What you have to do:
Which lines run from the line with "Fixes bug 5362, use" through the line with "Explain what this" in the entries below? Print them exactly, both ends included, and nothing more.

=== Working data ===

PR #5531, opened 2026-07-01
Fixes bug 5362, use local initiator IP for BGP neighbor as update-sou…

n3wtype:
…rce value

* Added validation - options are mutually exclusive
* FRR does not complain if given address is not on the host at the moment

**Important notices**

- [*] I have read the contributing guidelines at https://github.com/opnsense/plugins/blob/master/CONTRIBUTING.md
- [*] I opened an issue first for non-trivial changes and linked it below.
- [*] AI tools were used to create at least part of the code submitted herewith.

- Model used: Opus 4.8
- Extent of AI involvement: UI and API validation

---

**Describe the problem**

As reported in 5362 there is no possibility to enforce specific src ip to be used for BGP neighbor (and related bfd session If bfd was enabled for neighbor). There is possibility to select source interface. However, in configurations with floating IP it causes undeterministic address selection.

---

Use already existing localip field, now used only for BGP authentication purpose, to be used in FRR configuration.

Explain what this pull request changes and why.

1. Used existing field, to avoid schema modification
2. Added validator in UI and REST API to make sure that localip and update source options are mutually exclusive
3. Updated documentation strings to reflect new behavior
---

**Related issue**

If this pull request relates to an issue, link it here.

https://github.com/opnsense/plugins/issues/5362


net/frr/src/opnsense/mvc/app/views/OPNsense/Quagga/bgp.volt
```diff
@@ -38,6 +38,16 @@ POSSIBILITY OF SUCH DAMAGE.
             }
         });
 
+        function checkNeighborSourceConflict() {
```
AdSchellevis, line 41: this doesn't make much sense, validation should signal the user

net/frr/src/opnsense/service/templates/OPNsense/Quagga/bgpd.conf
```diff
@@ -138,7 +138,9 @@ router bgp {{ OPNsense.quagga.bgp.asnumber }}
 {%         if 'disable_connected_check' in neighbor and neighbor.disable_connected_check == '1' %}
  neighbor {{ neighbor.address }} disable-connected-check
 {%         endif %}
-{%         if ':' not in neighbor.address and 'updatesource' in neighbor and neighbor.updatesource != '' %}
+{%         if 'localip' in neighbor and neighbor.localip != '' %}
```
AdSchellevis, line 141: at a first glance I would expect we can trust the validation here, in which case we shouldn't have to duplicate the logic in the template.

AdSchellevis (changes requested):

net/frr/src/opnsense/mvc/app/views/OPNsense/Quagga/bgp.volt
n3wtype: Please elaborate

In UI it currently looks like this when both as set before saving:

Image

and produce error upon save:

Image

AdSchellevis: If we want to inform the user beforehand, the help text is the place to do that. errors are handled correctly via the model.

net/frr/src/opnsense/service/templates/OPNsense/Quagga/bgpd.conf
n3wtype: I'm not sure if this is duplicates validation. uupdate-source could be both set by both updatesource and localip field. Validation on UI/API makes sure that only of them is set. However still in template we need to check which one is set to use correct variable.

Additionally later on there is additional logic involving updatesource field and IPv6 which I didn't want to change, as I believe may be not fully correct. There could bnothing wrong with setting update-source parameter for ipv6 neighbor and it prevents such setting - next thing to verify.

net/frr/src/opnsense/mvc/app/views/OPNsense/Quagga/bgp.volt
n3wtype: Ok got it, no interactive validation before making request, validation on model level after making request is sufficient

n3wtype:
Removed UI validation, updated help messages. Commented change regarding template.

net/frr/src/opnsense/mvc/app/models/OPNsense/Quagga/BGP.php
```diff
@@ -28,4 +29,23 @@
...
+    public function performValidation($validateFullModel = false)
+    {
+        $messages = parent::performValidation($validateFullModel);
+        foreach ($this->neighbors->neighbor->iterateItems() as $neighbor) {
+            if (!$validateFullModel && !$neighbor->isFieldChanged()) {
+                continue;
+            }
+            if (!$neighbor->updatesource->isEmpty() && !$neighbor->localip->isEmpty()) {
+                $messages->appendMessage(new Message(
+                    gettext("Update-Source Interface and Local Initiator IP are mutually exclusive."),
```
Monviech, line 44: https://docs.opnsense.org/development/frontend/models_constraints.html#adding-constraints

Maybe this could be done with a SingleSelectConstraint
https://github.com/opnsense/core/blob/master/src/opnsense/mvc/app/models/OPNsense/Base/Constraints/SingleSelectConstraint.php

CC @fichtner

fichtner: yes sure. this beats documenting things that people won't read regarding updating help texts we can easily avoid

n3wtype: thanks for pointing out constraints, working on that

===

Exercise response:
Fixes bug 5362, use local initiator IP for BGP neighbor as update-sou…

n3wtype:
…rce value

* Added validation - options are mutually exclusive
* FRR does not complain if given address is not on the host at the moment

**Important notices**

- [*] I have read the contributing guidelines at https://github.com/opnsense/plugins/blob/master/CONTRIBUTING.md
- [*] I opened an issue first for non-trivial changes and linked it below.
- [*] AI tools were used to create at least part of the code submitted herewith.

- Model used: Opus 4.8
- Extent of AI involvement: UI and API validation

---

**Describe the problem**

As reported in 5362 there is no possibility to enforce specific src ip to be used for BGP neighbor (and related bfd session If bfd was enabled for neighbor). There is possibility to select source interface. However, in configurations with floating IP it causes undeterministic address selection.

---

Use already existing localip field, now used only for BGP authentication purpose, to be used in FRR configuration.

Explain what this pull request changes and why.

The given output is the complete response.